Learning Prosumer Behavior in Energy Communities: Integrating Bilevel Programming and Online Learning
Bennevis Crowley, Jalal Kazempour, Lesia Mitridati, Mahnoosh Alizadeh
TL;DR
The paper addresses the challenge of dynamic pricing for demand response when prosumer behavior is uncertain by introducing BiPS, a framework that integrates bilevel price setting with Thompson sampling to learn individual prosumer signatures online. It models each prosumer as a mixture of asset-level signatures with weights learned over time, reformulates the bilevel problem into a MILP via strong duality and KKT conditions, and solves it daily to set prices that respect capacity limits while minimizing community costs.

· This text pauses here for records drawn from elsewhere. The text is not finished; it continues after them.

Issue #301, opened 2019-01-21
Moving large objects from JavaScript to python is super linearly slow


jstafford:
I'm playing around with pyodide to see if it would be suitable for running user defined scripts (written in python) against datasets that are in memory in JavaScript. 

What I'm finding is that the ```from js import data``` construct becomes incredibly slow when ```data``` is an array of strings with 10000 or more entires. Looking at js2python.c, jsproxy.c, and hiwire.c I don't see anything obvious that would cause this to be the case, but I'm not 100% sure I'm looking at the right code, and I don't know how to debug it if I am in the right spot.

Is this a known problem, and if so, is it something that is likely to be fixed anytime soon?

My simplistic test code for this is as follows: 
```
  window.languagePluginLoader.then(() => {
    // pyodide is now ready to use...
    console.log(window.pyodide.runPython('import sys\nsys.version'));
    window.pyodide.loadPackage('numpy').then(() => {
      console.log('numpy loaded')
      const len = 30000
      window.colA = new Array( len ).fill('2.1')
      window.colB = new Array( len ).fill('3.2')
      const start = performance.now()
      console.log(window.pyodide.runPython(
        'import numpy\n' +
        'from decimal import Decimal\n' +
        'from js import colA\n' +
        'from js import colB\n' +
        'decimal_a = [Decimal(x) for x in colA]\n' +
        'decimal_b = [Decimal(x) for x in colB]\n' +
        'vec_a = numpy.array(decimal_a)\n' +
        'vec_b = numpy.array(decimal_b)\n' +
        'prod_ab = vec_a * vec_b\n' +
        'str_prod_ab = [str(x) for x in prod_ab]\n' +
        'str_prod_ab'
      ));
      const stop = performance.now()
      console.log('duration', stop - start)

    })
  });
```

On my machine this takes about 90 seconds to run. When I move the initialization of colA and colB from JavaScript into the python code it goes down to about 2 seconds. To see this replace the ```from js import``` lines with the following lines:
```
        `colA = ['2.1' for i in range(${len})]\n` +
        `colB = ['3.2' for i in range(${len})]\n` +
```

I've also tested it with replacing the numpy usage with a simpler: 
```
        'prod_ab = [a*b for a,b in zip(decimal_a,decimal_b)]\n' +
```
but it runs about the same.

I'm using strings and Decimal because preserving significant digits is important in my use case.

jstafford:
[...]

PR #1315, opened 2021-03-10
Some tweaks to internal error handling

hoodmane:
This improves the error messages generated when `hiwire.get_value` is called with a `NULL` argument (if error indicator set, explicitly tie the Python error that presumably caused the problem to the warning, otherwise explicitly state that the error indicator was not set).

I implemented the hiwire reference count check suggested in #301, behind the DEBUG_F flag. (While manually testing this feature, I think I discovered a memory leak...)

I moved the error handling code in `python2js` to `error_handling` since it seems like it more logically belongs there.

### DIFF
--- a/src/core/error_handling.c
+++ b/src/core/error_handling.c
@@ -21,7 +21,7 @@ EM_JS_NUM(errcode, log_error, (char* msg), {
 
 // Right now this is dead code (probably), please don't remove it.
 // Intended for debugging purposes.
-EM_JS_NUM(errcode, log_error_obj, (JsRef obj), {
+EM_JS_NUM(errcode, console_error_obj, (JsRef obj), {
   console.error(Module.hiwire.get_value(obj));
 });
 
@@ -114,14 +114,7 @@ wrap_exception(bool attach_python_error)
   success = true;
 finally:
   // Log an appropriate warning.
-  if (success) {
-    EM_ASM(
-      {
-        let msg = Module.hiwire.get_value($0).message;
-        console.warn("Python exception:\n" + msg + "\n");
-      },
-      jserror);
-  } else {
+  if (!success) {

Empirical results with 25 prosumers and 10 signatures show rapid learning, with most weights learned within 5 days and full convergence by 100 days, alongside near-zero regret and adherence to capacity constraints; non-stationarity analyses demonstrate the need to reset priors when underlying weights change. The approach provides a practical, data-efficient method for enabling grid services in energy communities through price-based demand response while preserving prosumer privacy and reducing reliance on extensive pre-existing datasets.
Abstract
Dynamic pricing through bilevel programming is widely used for demand response but often assumes perfect knowledge of prosumer behavior, which is unrealistic in practical applications. This paper presents a novel framework that integrates bilevel programming with online learning, specifically Thompson sampling, to overcome this limitation. The approach dynamically sets optimal prices while simultaneously learning prosumer behaviors through observed responses, eliminating the need for extensive pre-existing datasets. Applied to an energy community providing capacity limitation services to a distribution system operator, the framework allows the community manager to infer individual prosumer characteristics, including usage patterns for photovoltaic systems, electric vehicles, home batteries, and heat pumps. Numerical simulations with 25 prosumers, each represented by 10 potential signatures, demonstrate rapid learning with low regret, with most prosumer characteristics learned within five days and full convergence achieved in 100 days.